WHAT THE TASK ASKS: Give back the whole listing below exactly.

DATA SECTION:
################

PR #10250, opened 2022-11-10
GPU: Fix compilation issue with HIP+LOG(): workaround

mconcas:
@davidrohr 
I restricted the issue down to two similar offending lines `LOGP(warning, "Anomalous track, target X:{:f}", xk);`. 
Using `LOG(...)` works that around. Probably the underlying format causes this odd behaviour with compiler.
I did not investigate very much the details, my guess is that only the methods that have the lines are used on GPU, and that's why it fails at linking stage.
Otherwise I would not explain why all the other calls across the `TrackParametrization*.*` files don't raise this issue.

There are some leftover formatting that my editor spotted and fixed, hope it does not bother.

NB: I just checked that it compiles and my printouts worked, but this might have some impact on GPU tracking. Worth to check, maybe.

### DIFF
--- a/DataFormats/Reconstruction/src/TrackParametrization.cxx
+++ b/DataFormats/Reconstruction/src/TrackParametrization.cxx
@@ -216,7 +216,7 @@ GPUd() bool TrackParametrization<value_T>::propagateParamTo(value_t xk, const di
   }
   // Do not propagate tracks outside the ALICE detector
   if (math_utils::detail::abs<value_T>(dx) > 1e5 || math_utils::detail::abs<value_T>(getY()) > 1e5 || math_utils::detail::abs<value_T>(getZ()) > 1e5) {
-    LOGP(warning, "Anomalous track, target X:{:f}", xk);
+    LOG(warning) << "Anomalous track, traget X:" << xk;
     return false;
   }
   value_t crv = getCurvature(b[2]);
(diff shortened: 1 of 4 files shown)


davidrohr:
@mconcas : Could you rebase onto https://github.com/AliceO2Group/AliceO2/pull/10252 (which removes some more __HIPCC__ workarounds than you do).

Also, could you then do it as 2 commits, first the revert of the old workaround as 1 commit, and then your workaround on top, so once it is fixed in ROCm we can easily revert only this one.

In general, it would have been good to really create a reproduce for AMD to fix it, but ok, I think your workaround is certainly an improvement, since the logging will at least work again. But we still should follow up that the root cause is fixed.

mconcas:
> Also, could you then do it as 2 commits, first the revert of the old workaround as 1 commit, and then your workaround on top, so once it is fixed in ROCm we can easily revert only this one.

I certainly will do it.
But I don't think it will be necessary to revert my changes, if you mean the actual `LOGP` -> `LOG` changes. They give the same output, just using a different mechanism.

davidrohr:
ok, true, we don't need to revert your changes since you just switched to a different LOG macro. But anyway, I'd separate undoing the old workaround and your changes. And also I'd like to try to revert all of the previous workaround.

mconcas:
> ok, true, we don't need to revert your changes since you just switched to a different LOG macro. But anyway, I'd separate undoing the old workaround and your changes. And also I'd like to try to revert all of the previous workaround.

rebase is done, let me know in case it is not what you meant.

################

SOLUTION TO THE EXERCISE:
PR #10250, opened 2022-11-10
GPU: Fix compilation issue with HIP+LOG(): workaround

mconcas:
@davidrohr 
I restricted the issue down to two similar offending lines `LOGP(warning, "Anomalous track, target X:{:f}", xk);`. 
Using `LOG(...)` works that around. Probably the underlying format causes this odd behaviour with compiler.
I did not investigate very much the details, my guess is that only the methods that have the lines are used on GPU, and that's why it fails at linking stage.
Otherwise I would not explain why all the other calls across the `TrackParametrization*.*` files don't raise this issue.

There are some leftover formatting that my editor spotted and fixed, hope it does not bother.

NB: I just checked that it compiles and my printouts worked, but this might have some impact on GPU tracking. Worth to check, maybe.

### DIFF
--- a/DataFormats/Reconstruction/src/TrackParametrization.cxx
+++ b/DataFormats/Reconstruction/src/TrackParametrization.cxx
@@ -216,7 +216,7 @@ GPUd() bool TrackParametrization<value_T>::propagateParamTo(value_t xk, const di
   }
   // Do not propagate tracks outside the ALICE detector
   if (math_utils::detail::abs<value_T>(dx) > 1e5 || math_utils::detail::abs<value_T>(getY()) > 1e5 || math_utils::detail::abs<value_T>(getZ()) > 1e5) {
-    LOGP(warning, "Anomalous track, target X:{:f}", xk);
+    LOG(warning) << "Anomalous track, traget X:" << xk;
     return false;
   }
   value_t crv = getCurvature(b[2]);
(diff shortened: 1 of 4 files shown)


davidrohr:
@mconcas : Could you rebase onto https://github.com/AliceO2Group/AliceO2/pull/10252 (which removes some more __HIPCC__ workarounds than you do).

Also, could you then do it as 2 commits, first the revert of the old workaround as 1 commit, and then your workaround on top, so once it is fixed in ROCm we can easily revert only this one.

In general, it would have been good to really create a reproduce for AMD to fix it, but ok, I think your workaround is certainly an improvement, since the logging will at least work again. But we still should follow up that the root cause is fixed.

mconcas:
> Also, could you then do it as 2 commits, first the revert of the old workaround as 1 commit, and then your workaround on top, so once it is fixed in ROCm we can easily revert only this one.

I certainly will do it.
But I don't think it will be necessary to revert my changes, if you mean the actual `LOGP` -> `LOG` changes. They give the same output, just using a different mechanism.

davidrohr:
ok, true, we don't need to revert your changes since you just switched to a different LOG macro. But anyway, I'd separate undoing the old workaround and your changes. And also I'd like to try to revert all of the previous workaround.

mconcas:
> ok, true, we don't need to revert your changes since you just switched to a different LOG macro. But anyway, I'd separate undoing the old workaround and your changes. And also I'd like to try to revert all of the previous workaround.

rebase is done, let me know in case it is not what you meant.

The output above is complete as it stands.